[What you need to do] What is needed is every line of the data that includes the word "only". Please copy each one.

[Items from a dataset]

-- Opening Marker --

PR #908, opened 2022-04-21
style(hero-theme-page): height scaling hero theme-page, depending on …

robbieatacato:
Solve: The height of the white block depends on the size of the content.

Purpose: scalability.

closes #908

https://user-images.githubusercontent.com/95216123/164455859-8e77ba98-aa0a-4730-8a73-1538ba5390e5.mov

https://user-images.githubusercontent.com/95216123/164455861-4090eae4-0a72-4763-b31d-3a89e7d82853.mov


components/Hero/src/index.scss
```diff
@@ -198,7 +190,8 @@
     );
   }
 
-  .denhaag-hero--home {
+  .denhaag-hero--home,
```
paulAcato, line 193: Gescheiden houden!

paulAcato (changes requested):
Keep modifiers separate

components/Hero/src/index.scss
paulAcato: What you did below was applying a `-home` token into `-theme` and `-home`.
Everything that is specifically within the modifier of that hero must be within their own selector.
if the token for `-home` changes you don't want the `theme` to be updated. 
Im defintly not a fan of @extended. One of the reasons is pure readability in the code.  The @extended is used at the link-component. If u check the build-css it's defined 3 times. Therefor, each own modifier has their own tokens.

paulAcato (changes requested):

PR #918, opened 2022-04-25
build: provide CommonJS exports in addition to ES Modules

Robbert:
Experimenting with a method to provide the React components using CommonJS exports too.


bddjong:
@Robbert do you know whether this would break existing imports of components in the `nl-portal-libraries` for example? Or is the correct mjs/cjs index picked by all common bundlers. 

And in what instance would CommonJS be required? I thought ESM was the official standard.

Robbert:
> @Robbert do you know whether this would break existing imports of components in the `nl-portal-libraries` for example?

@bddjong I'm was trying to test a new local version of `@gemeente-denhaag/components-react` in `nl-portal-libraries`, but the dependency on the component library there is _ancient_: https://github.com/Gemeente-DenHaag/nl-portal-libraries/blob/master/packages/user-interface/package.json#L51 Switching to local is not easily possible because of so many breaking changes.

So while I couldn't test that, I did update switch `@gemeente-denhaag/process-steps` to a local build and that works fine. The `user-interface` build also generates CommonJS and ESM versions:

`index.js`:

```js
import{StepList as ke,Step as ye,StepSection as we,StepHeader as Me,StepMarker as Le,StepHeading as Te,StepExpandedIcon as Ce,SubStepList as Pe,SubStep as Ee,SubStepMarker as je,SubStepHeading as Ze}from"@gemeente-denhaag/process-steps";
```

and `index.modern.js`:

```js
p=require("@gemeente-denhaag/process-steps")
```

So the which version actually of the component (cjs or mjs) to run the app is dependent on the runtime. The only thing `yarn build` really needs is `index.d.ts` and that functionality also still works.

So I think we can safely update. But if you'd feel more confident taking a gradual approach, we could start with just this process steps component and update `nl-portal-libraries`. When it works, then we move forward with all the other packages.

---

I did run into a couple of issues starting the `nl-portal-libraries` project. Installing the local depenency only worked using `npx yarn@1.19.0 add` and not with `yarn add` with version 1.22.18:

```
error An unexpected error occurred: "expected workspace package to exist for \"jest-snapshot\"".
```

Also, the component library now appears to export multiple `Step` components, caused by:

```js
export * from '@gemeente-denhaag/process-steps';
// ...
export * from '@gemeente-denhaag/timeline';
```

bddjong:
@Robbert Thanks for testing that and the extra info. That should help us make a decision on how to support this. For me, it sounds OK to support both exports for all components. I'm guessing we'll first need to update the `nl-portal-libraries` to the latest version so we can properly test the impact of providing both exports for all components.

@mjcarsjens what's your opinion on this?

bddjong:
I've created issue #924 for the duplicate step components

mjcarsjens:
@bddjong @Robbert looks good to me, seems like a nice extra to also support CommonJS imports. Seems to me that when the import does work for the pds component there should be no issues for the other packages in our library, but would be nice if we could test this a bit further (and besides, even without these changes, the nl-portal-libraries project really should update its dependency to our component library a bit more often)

-- Closing Marker --

[Result below]
So the which version actually of the component (cjs or mjs) to run the app is dependent on the runtime. The only thing `yarn build` really needs is `index.d.ts` and that functionality also still works.
I did run into a couple of issues starting the `nl-portal-libraries` project. Installing the local depenency only worked using `npx yarn@1.19.0 add` and not with `yarn add` with version 1.22.18:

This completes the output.